Ciao Stefano, benvenuto su Spectraweb e complimenti per il bellissimo libro. Qual è stato l'input per iniziare a scriverlo? Quando ha preso corpo in te l'idea di cimentarti in questa opera?

Ciao Marco e grazie per i complimenti, che sono sempre estremamente graditi. L’idea è nata nei primi mesi del 2020 e non è un periodo casuale visto che, come tutti ben ricordiamo, coincide con il momento in cui da un giorno all’altro ci siamo ritrovati confinati in casa o nella migliore delle ipotesi, limitati in tutte le nostre abituali attività dallo sgradito avvento della pandemia. La necessità di reinventarsi il molto tempo libero a disposizione è coincisa il desiderio di scovare nuove band che fossero dedite al funeral doom, al che ho iniziato a sondare il web per trovare qualche pubblicazione in merito, scoprendo che non era mai stato fatto nulla genere in alcuna parte del mondo. Quindi ho pensato che sarebbe stato stimolante provare ad essere il primo a riuscirci ma, oggettivamente, senza soverchie speranze riguardo a un possibile sbocco editoriale, proprio per la relativa popolarità del sottogenere; fortunatamente, le mie pessimistiche previsioni sono stato smentite.

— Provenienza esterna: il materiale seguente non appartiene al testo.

PR #46, opened 2023-08-09
Fix empty inventories for server players

Marioiscool246:
Have prepare inventory functions be called by the `Inventory` constructor instead of elsewhere. If survival mode is worked on further, this'll most likely have to be changed again.

### DIFF
--- a/source/client/network/ClientSideNetworkHandler.cpp
+++ b/source/client/network/ClientSideNetworkHandler.cpp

Il titolo, azzeccato, è "Il suono del dolore"; qual è questo suono? Quanto è profondo?

La mia proposta iniziale in realtà è stata Mournful Sounds, che poi era la denominazione del mio blog (ora trasformatosi per motivi di tempo e opportunità in una più snella pagina Facebook), ma poi i ragazzi di Tsunami hanno giustamente proposto questo titolo più efficace, che ne ha concettualmente lo stesso significato. Il dolore è un sentimento che ci accompagna per tutta la vita, con una profondità che è direttamente proporzionale alla sensibilità di ciascun individuo, ma nessuno può definirsene immune; quello trattato nel libro scaturisce dall’elaborazione della perdita e si somma alla crescente consapevolezza della caducità dell’esistenza: tutto ciò viene idealmente rappresentato dai suoni e dai testi del funeral doom.

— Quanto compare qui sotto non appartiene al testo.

PR #51, opened 2023-08-12
Fixed double destroy sounds/particles

Vruk11:
I decided to fix it in the creative gamemode specifically to reduce impact on other gamemodes but the `Minecraft::handleMouseClick` and `Minecraft::handleMouseDown` might still need a fix for `field_DA4` in the future, not sure.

Il libro è anche un modo per dare voce alla tua passione per la musica. Cosa, quanto rappresenta per te la musica? Riesci ad immaginare la tua vita senza di essa?

No, non ci riesco, la musica in senso lato è la forma d’arte che ha accompagnato tutti i momenti della mia esistenza, consentendomi di sublimare la bellezza di quelli positivi e di lenire lo sconforto di quelli negativi; si tratta di una sorta di magia che si ripete quotidianamente e una delle sensazioni più gratificanti è la scoperta di nuovi dischi in grado di regalare emozioni impagabili anche quando si pensa, sbagliando, che il meglio sia già stato dato in passato. Questo è un errore molto diffuso che accomuna gran parte degli appassionati e per quanto mi riguarda si tratta di un atteggiamento di chiusura che possiede tratti masochistici; da quando, adolescente nei primi anni ’70, ho iniziato ad ascoltare il progressive rock non ho comunque smesso di ricercare nuovi artisti e forme musicali negli ambiti più disparati e di certo non me ne sono mai pentito.

Per descrivere il funeral doom, nelle note di copertina a un certo punto è scritto "Note tristi e dolenti capaci di restituire un effetto catartico difficilmente riscontrabile nelle altre forme d'arte". Quali caratteristiche senti/percepisci nel funeral doom rispetto agli altri generi?

L’effetto catartico è appunto la chiave di lettura più appropriata; ovviamente si parla di sonorità che non sono alla portata di tutti e che, proprio per questo, non possono essere fruite distrattamente o con il semplice scopo di svagarsi. L’ascolto di musica dolente, intensa e lacerante, almeno nei miei confronti ha un effetto benefico, tanto più paradossalmente quando il mio umore non è esattamente dei migliori. Credo che tali caratteristiche possano essere ugualmente rinvenibili anche nelle forme più melodiche del death doom o in quelle più atmosferiche del depressive black, mentre con tutti gli altri sottogeneri del metal o del rock le percezioni possono essere altrettanto gratificanti ma sostanzialmente diverse.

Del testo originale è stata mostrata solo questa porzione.